Comba: Improving Bilinear RNNs with Closed-loop Control
This work addresses efficiency and performance issues in sequence modeling for applications in language and vision, representing an incremental improvement over existing bilinear RNN methods.
The paper tackles the limitations of bilinear RNNs by proposing Comba, a variant based on closed-loop control theory with state and output feedback corrections, which achieves superior performance and efficiency in language and vision modeling, as demonstrated by training models with up to 1.3B parameters.

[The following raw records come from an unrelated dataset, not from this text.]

PR #5678, opened 2017-02-07
Bump Swing version for 2.0.0 release

benhutchison:


SethTisue:
I noticed that https://github.com/scala/scala-swing/releases wasn't listing 2.0.0 as latest — now fixed. Can you add some release notes there...? So that once this ships, if anyone wants to find out what's new, they can. (Even if what's new is actually nothing.)

I wasn't expecting that page to say “SethTisue released this” as a result and didn't mean to take credit, sorry :-\

adriaanm:
(Let's squash when merging this PR)

PR #5680, opened 2017-02-08
update and improve description of deprecation policy

SethTisue:
the old text said that if we (e.g.) deprecated something in 2.12.x, we
couldn't remove it until 2.14.0. that was never the intent, it isn't
what we have said elsewhere, and I don't think the community ever
understood that to be the policy, either.


SethTisue:
inspired by #5505, which was abandoned

adriaanm (approved):

PR #5681, opened 2017-02-08
SI-9704 don't add a closing HtmlTag if it is already closed

Philippus:


SethTisue:
review by @VladUreche ?

src/scaladoc/scala/tools/nsc/doc/base/comment/Body.scala
```diff
@@ -86,7 +86,9 @@ final case class HtmlTag(data: String) extends Inline {
   }
 
   private val TagsNotToClose = Set("br", "img")
-  def close = tagName collect { case name if !TagsNotToClose(name) => HtmlTag(s"</$name>") }
+  def close = tagName collect {
+    case name if !TagsNotToClose(name) && !data.endsWith(s"</$name>") => HtmlTag(s"</$name>")
+  }
```
lrytz: The change looks correct - the usage of `HtmlTag` a bit messy in general... Since you are in the area, would you mind pulling out `Pattern` and `TagsNotToClose` into the companion of `HtmlTag`? There's no reason to have them as fields in every instance.

Philippus: Done!

lrytz (approved):

lrytz:
Thanks a lot!

lrytz:
@Philippus here's the diff for the scala library before and after this change: https://github.com/lrytz/scaladoc-diff/commits/master

Would you mind checking if that all looks as expected?

Philippus:
LGTM
I did notice another problem with HtmlTag ending up in the title-tag, visible for instance on http://www.scala-lang.org/files/archive/api/current/scala/beans/BeanInfoSkip.html if you hover in the right menu over "BeanInfoSkip", but that's a separate issue.

PR #5683, opened 2017-02-08
Remove deprecated stuff from Predef, scala._, scala.runtime

SethTisue:
- bye Pair, Triple
- bye conforms
- bye Predef.readLine and friends
- bye DeprecatedConsole
- bye NotNull
- bye RichException
- ~~bye SeqCharSequence~~
- bye DeprecatedPredef
- bye Responder
- ~~bye `round` on integer types~~
- bye ScalaRuntime.hash
- bye runtime.StringFormat

and:
- `final`ed some @deprecatedOverriding things
- removed some @deprecatedNames

some notable things that were *not* touched in this round:
- Manifest/ClassManifest (sigh)
- DelayedInit (sigh)
- StringAdd (tangled w/ reflection, needs re-STARR)


src/library/scala/runtime/RichInt.scala
```diff
@@ -37,10 +37,6 @@ final class RichInt(val self: Int) extends AnyVal with ScalaNumberProxy[Int] wit
   override def min(that: Int): Int = math.min(self, that)
   override def signum: Int         = math.signum(self)
 
-  /** There is no reason to round an `Int`, but this method is provided to avoid accidental loss of precision from a detour through `Float`. */
-  @deprecated("this is an integer type; there is no reason to round it.  Perhaps you meant to call this on a floating-point value?", "2.11.0")
-  def round: Int = self
```
sjrd: The comment here suggests that this is a deprecation meant to stay forever. IIUC, without it the following silently loses precision:
```scala
val x: Int = ???
x.round
```
because it turns `x` into a `Float` to be able to call `RichFloat.round`, or something like that.

We have similar intended deprecated-forever methods in Scala.js: https://github.com/scala-js/scala-js/blob/v0.6.14/library/src/main/scala/scala/scalajs/js/JSNumberOps.scala#L90-L104

src/library/scala/runtime/RichLong.scala
```diff
@@ -33,10 +33,6 @@ final class RichLong(val self: Long) extends AnyVal with IntegralProxy[Long] {
   override def min(that: Long): Long = math.min(self, that)
   override def signum: Int           = math.signum(self).toInt
 
-  /** There is no reason to round a `Long`, but this method is provided to avoid accidental conversion to `Int` through `Float`. */
-  @deprecated("this is an integer type; there is no reason to round it.  Perhaps you meant to call this on a floating-point value?", "2.11.0")
-  def round: Long = self
```
sjrd: Same remark here. I think this is meant to stay.

sjrd (changes requested):

src/library/scala/Console.scala
```diff
@@ -122,7 +122,7 @@ import scala.util.DynamicVariable
  *             a body of code. Threadsafe by virtue of [[scala.util.DynamicVariable]].
  *
  */
-object Console extends DeprecatedConsole with AnsiColor {
+object Console extends AnsiColor {
```
adriaanm, line 125: Ideally, we'd also not inherit AnsiColor, as it's in `scala.io`, which shouldn't be a requirement of the core.

SethTisue: Yeah. But I figure it's #5677's province.

dwijnand: The scaladoc specifically calls out to getting your 22 bizarro ansi escape string literals by importing through `Console`, so I guess this has to go through a deprecation cycle?

>  import Console.{GREEN, RED, RESET, YELLOW_B, UNDERLINED}

SethTisue:
thanks @sjrd, good catch. I've pushed a revised commit that preserves those `round` methods, and also fixes some failed partests.

sjrd (approved):

src/library/scala/Console.scala
sjrd: I would suggest copying those `final val` into `Console` to cut ties with `scala.io`.

SethTisue:
@adriaanm shall we merge?

SethTisue:
will be interesting to see if anything breaks in the community build...

SethTisue:
> will be interesting to see if anything breaks in the community build.

very little broke — a few lines here and there in a few projects

PR #5684, opened 2017-02-09
run partest from sbt always, command line never

SethTisue:
these scripts are (I assume) unused these days and there's no reason
to maintain them. and it's risky to have two different ways of running
the same thing which could get out of sync with each other

sbt forks a JVM to run partest, so it's not like we need these scripts
in order to get a more isolated environment in that respect.


SethTisue:
@retronym has a knack for thinking up sadly-all-too-sensible reasons for not deleting things

dragos:
Not @retronym but I'm using the `partest` script all the time. The startup time is much better than Sbt and often I have just one test that I want to run (with neat TAB-completion without the annoying extra space that Sbt keeps adding). Minor annoyance but here's my vote to keep them

SethTisue:
any other opinions on this? I hear you Iulian, but I personally don't think it outweighs the issues I have noted. (sbt should be left running, and if the tab completion isn't right, better to actually fix it)

retronym:
I don't use `partest-ack` anymore, much of the functionality is rolled into `sbt "partest --grep ..."` now. I also don't use the command line runner often, and would be fine with this change.

If I'm working on a individual test and need fine grained control over, e.g., opening a debug port, I tend to:

```
$ scalac test/files/run/t1234.scala && scala -J-$DEBUG_OPTS Test
```

retronym:
The annoying space in SBT tab completion goes away with:

```diff
⚡ git diff head
diff --git a/project/PartestUtil.scala b/project/PartestUtil.scala
index ab7e62b3b4..23570a88ec 100644
--- a/project/PartestUtil.scala
+++ b/project/PartestUtil.scala
@@ -90,6 +90,6 @@ object PartestUtil {
     val ScalacOptsParser = (token("-Dpartest.scalac_opts=") ~ token(NotSpace)) map { case opt ~ v => opt + v }

     val P = oneOf(knownUnaryOptions.map(x => token(x))) | SrcPath | TestPathParser | Grep | ScalacOptsParser
-    (Space ~> repsep(P, oneOrMore(Space))).map(_.mkString(" ")).?.map(_.getOrElse("")) <~ OptSpace
+    (Space ~> repsep(P, oneOrMore(Space))).map(_.mkString(" ")).?.map(_.getOrElse(""))
   }
 }
```

SethTisue:
thx @retronym, I've added a commit with your fix. (I tested it and it seems to work.)

SethTisue:
Adriaan OK'ed merging

adriaanm:
sbt startup time is zero once you've started it once -- I always keep an sbt shell open and run the scalac/partest tasks from there

PR #5686, opened 2017-02-09
Correct the AbstractVar error message to be more correct

propensive:
The error currently reads "only classes can have declared but undefined
members", which isn't true on two counts: traits can have them, and
concrete classes cannot. This corrects the error message to read "only
traits and abstract classes can have declared but undefined members".


propensive:
Let me know if this needs a corresponding SI- issue opened...

SethTisue:
in general, for minor things, if there's a pull request, we don't need a JIRA issue too

propensive:
My only thought was that someone (ScalaClippy, IntelliJ, maybe?) might be depending on the exact text of the error message for something... Though I guess a JIRA issue probably wouldn't help with that.

SethTisue (approved):

SethTisue:
thank you @propensive!

PR #5687, opened 2017-02-09
SI-10177 Override lazy operations to preserve TrieMap's semantics

retronym:
Calling .iterator on a TrieMap gives a read-only snapshot. This then
extends to most inherited implementations written in terms of .iterator.

However, some inherited methods, such as .values, either defer the call
to .iterator or call it more than once. This results in subsequent
mutations to the original map being visible

I reviewed the inherited implementations from MapLike and found we
needed overrides of `values`, `keySet`, `filterKeys`, and `mapValues`.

Recent efficient sequence modeling methods such as Gated DeltaNet, TTT, and RWKV-7 have achieved performance improvements by supervising the recurrent memory management through Delta learning rule. Unlike previous state-space models (e.g., Mamba) and gated linear attentions (e.g., GLA), these models introduce interactions between the recurrent state and the key vector, structurally resembling bilinear systems. In this paper, we first introduce the concept of Bilinear RNNs with a comprehensive analysis on the advantages and limitations of these models. Then, based on closed-loop control theory, we propose a novel Bilinear RNN variant named Comba, which adopts a scalar-plus-low-rank state transition, with both state feedback and output feedback corrections. We also implement a hardware-efficient chunk-wise parallel kernel in Triton and train models with 340M/1.3B parameters on large-scale corpus. Comba demonstrates superior performance and computation efficiency in both language and vision modeling.